57 Só Deus diz: “Eu sou o que sou” (Ex 3,14); e uma só é a substância de Deus que sempre é. Quem se une a ele “se torna um espírito com ele” (1 Cor 6,17) e se diz que é por meio daquele que sempre é. Mas quem está longe dele e não tem parte nele, é dito que nem mesmo o é, assim como nós éramos quando éramos pagãos antes de chegarmos ao reconhecimento da verdade divina. E assim é dito que Deus “chama à existência as coisas que não existem” (Rm 4:17), bem como as que existem.

58 Toda criatura dotada de razão tem necessidade de participação na Trindade.

59 “O único que tem a imortalidade” (1 Tm 6:16). Está implícito nisso a suposição de que nenhum outro ser dotado de razão possui a bem-aventurança como parte essencial ou inseparável de sua natureza.

60 A justiça está em nós como um eco; chega-nos por reverberação da primeira justiça.

61 E não é possível a alguém que participa da vida, e por isso é chamado de vivo, tornar-se sempre a própria vida, e aquele que participa da justiça, e por isso é chamado justo, tornar-se igual à própria justiça.

62 Cada ser humano, como ser humano, precisa da misericórdia de Deus.

63 Mesmo o mais justo, diante do rigor do juízo de Deus, tem necessidade da misericórdia de Deus, porque o próprio fato de parecer justo se deve à misericórdia de Deus. Pois o que alguém fez que poderia ser digno de bem-aventurança eterna?

64 Graça, portanto, é tudo o que aquela pessoa que não era, e agora é, está recebendo daquele que sempre foi, é e será para sempre.

65 Cada um de vocês deve se esforçar para se tornar um divisor daquela água que está acima e que está abaixo, isto é, adquirindo entendimento e participação naquela água espiritual que está “acima do firmamento” (Gn 1,7), e extrai “do seu coração rios de água viva” (Jo 7,38) “que brotam para a vida eterna” (Jo 4,14), separados, é claro, e distinguidos da água que está embaixo, a água do abismo em que se diz estar a escuridão.

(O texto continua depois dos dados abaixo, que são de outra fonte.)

PR #1426, opened 2017-11-28
Fix the build

cedricziel:


cedricziel:
@NamelessCoder could you please proof-read? Thx.

NamelessCoder:
As soon as time allows!

cedricziel:
No rush ;)

Classes/ViewHelpers/Extension/Path/SiteRelativeViewHelper.php
```diff
@@ -30,6 +31,10 @@ class SiteRelativeViewHelper extends AbstractExtensionViewHelper
      */
     public static function renderStatic(array $arguments, \Closure $renderChildrenClosure, RenderingContextInterface $renderingContext)
     {
+        if (true === version_compare('9.0', TYPO3_branch, '<=')) {
```
NamelessCoder: Is this right? Looks like this means that on 9.0+ we'll then be calling the deprecated, possibly removed, method below? Should that not instead perhaps target 7.6 specifically and call the deprecated method only on that version?

peterkraume:
I think this patch blocks the Travis checks in my PR #1425.
Would be great to get this one sorted out soon!

cedricziel:
Should be fine now for the purpose of the PR itself, but may not serve @peterkraume well, since TYPO3 master did lose render methods in the meantime ^^

peterkraume:
So what do I need to do to get #1425 merged?

PR #1427, opened 2017-12-15
[TASK] Pagination: retrieve GET variables

hlabbassi:


cedricziel:
Can you provide a short explanation what it does and why it matters?

hlabbassi:
We have a problem with "paginate" widget , we remain on first page since we do not retrieve the pagination parameter passed in GET of the URL, this modification allows to keep the current behavior by adding variables GET from the URL

cedricziel:
I'm generally ok with it - can you provide a simple test?

Classes/ViewHelpers/Render/RequestViewHelper.php
```diff
@@ -94,8 +96,14 @@ public static function renderStatic(
         $request->setControllerName($controller);
         $request->setPluginName($pluginName);
         $request->setControllerExtensionName($extensionName);
-        if ($arguments !== null) {
-            $request->setArguments($arguments);
+
+        $extensionService = static::getObjectManager()->get(ExtensionService::class);
+        $pluginNamespace = $extensionService->getPluginNamespace($extensionName, $pluginName);
+        $requestArguments = GeneralUtility::_GP($pluginNamespace) ?: [];
```
NamelessCoder: I'm not sure this is a good idea. This has the effect of always adding all URL arguments and replacing those you pass as arguments, and as such, completely changes how the request-render ViewHelper works: it no longer makes a fresh request, it also transfers anything you might have in the URL.

At the *very* least this should be opt-in, like declaring whether to include existing arguments when you use f:link.action or others. The default behavior should be to *not* transfer the existing arguments.

romm:
Hi,

I've changed a bit the behavior, this should make more sense now.

I also believe the name/description of the last commit should be used for the squashed commit (maybe a bit modified, but the main idea is described in here).

Please note that the commit also fixes an old bug, where the variable `$arguments` was overridden and could not be used within the `catch` block, leading to `graceful` and `onError` view helper arguments being useless until now.

NamelessCoder:
I hesitate a LOT to merge this one - although I see the reason for it, I definitely don't like the idea of letting the VH read request arguments directly from GET or POST, when it already allows you to set arguments. In theory you could assign your `Request` instance and use `arguments="{request.arguments}"` as a way to pass arguments.

The bug fix for $arguments being overwritten is very much desired, though. Can you separate that out into another patch?

NamelessCoder:
@hlabbassi Sorry for closing this but the concerns about passing arbitrary request arguments outweighs the benefit. There is one version of this feature that I would pretty much immediately accept:

Adding `request` with type `RequestInterface` as argument on `v:render.request`.

This would allow you to prepare the Request and assign it to template variables which is a much safer approach. Inside the ViewHelper then, when `$arguments['request']` is passed, this instance should be used instead of creating a fresh one through ObjectManager.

66 Pois devemos depender somente de Deus e de nenhum outro, mesmo que se diga que alguém saiu do paraíso de Deus. Como diz Paulo: “Ainda que nós ou um anjo do céu vos pregasse… seja anátema” (Gl 1,8).

67 É impossível que, num ser humano que já atingiu a idade da compreensão e da distinção entre o bem e o mal, não haja injustiça nem justiça. Se for assim, então uma alma não pode ser encontrada sem um desses dois; e é certo que se está se afastando do mal, já está no bem. . . . E assim o Apóstolo tem razão ao dizer (onde trata do perdão dos pecados e do encobrimento da culpa e indica que Deus não conta os pecados) que isso “é imputado” ao homem “como justiça” (cf. Rm 4 :5) embora ainda não tenha realizado obras justas, mas unicamente porque acreditou naquele que justifica o injusto. Pois o princípio de ser justificado por Deus é a fé que crê no justificador. E esta fé, justificada, como a raiz que recebeu a chuva, apega-se ao fundamento da alma, de modo que, quando começa a ser cultivada pela lei de Deus, brotam dela ramos que dão fruto de obras. Portanto, não é das obras que cresce a raiz da justiça, mas da raiz da justiça cresce o fruto das obras.